Por otro lado, considero importante el segundo argumento contra Hitchens. Este autor titula su
libro de modo provocador: Dios no es bueno. Pero este autor piensa, además, que la religión se
basa en una ficción, que es una creación humana. "Dios no creó al ser humano a su imagen y
semejanza. Evidentemente, fue al revés" (Ch. Hitchens, Dios no es bueno: Alegato contra la
religión, Barcelona, Debate, 2008, p. 22; cit. en 187). Pero si eso es así, entonces afirmar que Dios
es un tirano genocida significa que lo que realmente ocurre es que somos nosotros mismos los
que somos así. Y de ese modo, "cuando decimos que la religión nos pervierte, simplemente
estamos diciendo que nos hemos pervertido solos… La culpa es solo nuestra" (187). Si el mal es
real no podemos atribuirlo a una entidad inexistente, sino que es la imagen de cómo somos
realmente (188).

Lo decisivo de este libro aparece al final. El título del último capítulo es claro: "Ciencia y fe. Dar
sentido al mundo, dar sentido a la vida" (243). Es la propia necesidad de comprensión la que
conduce a abrir los ojos. La ciencia, ciertamente, nos proporciona una manera de ver las cosas,
pero no es una descripción completa del universo. La reflexión filosófica y la vida religiosa no son
invenciones humanas para encontrar consuelo, sino el modo radicalmente humano de ver el
mundo con más claridad; con tanta claridad que podamos tomar nota de los misterios
maravillosos que nos rodean y sostienen.
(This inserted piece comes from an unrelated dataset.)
PR #262, opened 2021-08-12
Modify rule S3723: Consider all multiline constructs

yassin-kammoun-sonarsource:


rules/S3723/rule.adoc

La religión enriquece el discurso científico, conduce a
una comprensión más rica del hombre y de su vida, le proporciona claridad y motivos para actuar,
llena de razones el empleo del conocimiento técnico y estimula la curiosidad científica. Da sentido
a cada momento de nuestra vida y nos permite mirar con seguridad al futuro. "Es un modo de ver
las cosas que nos permite, no ya existir, sino también vivir" (273). Un libro que conviene leer y, aun
mejor, asimilar sus propuestas con la misma sencillez y claridad con que se proponen.